*** SUPPLIED RECORDS Section Begins ***
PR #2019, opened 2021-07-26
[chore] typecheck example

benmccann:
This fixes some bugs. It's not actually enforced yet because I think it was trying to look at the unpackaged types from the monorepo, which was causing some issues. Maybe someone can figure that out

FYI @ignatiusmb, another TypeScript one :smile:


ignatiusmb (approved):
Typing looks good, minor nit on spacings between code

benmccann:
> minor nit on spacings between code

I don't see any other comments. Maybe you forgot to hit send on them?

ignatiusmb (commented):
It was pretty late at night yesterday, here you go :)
*** SUPPLIED RECORDS Section Ends ***
*EXERCISE DETAILS*: Going from the line that contains "FYI @ignatiusmb, another" to the last line of the records, reproduce every line as written.

*EXERCISE RESPONSE*:
FYI @ignatiusmb, another TypeScript one :smile:


ignatiusmb (approved):
Typing looks good, minor nit on spacings between code

benmccann:
> minor nit on spacings between code

I don't see any other comments. Maybe you forgot to hit send on them?

ignatiusmb (commented):
It was pretty late at night yesterday, here you go :)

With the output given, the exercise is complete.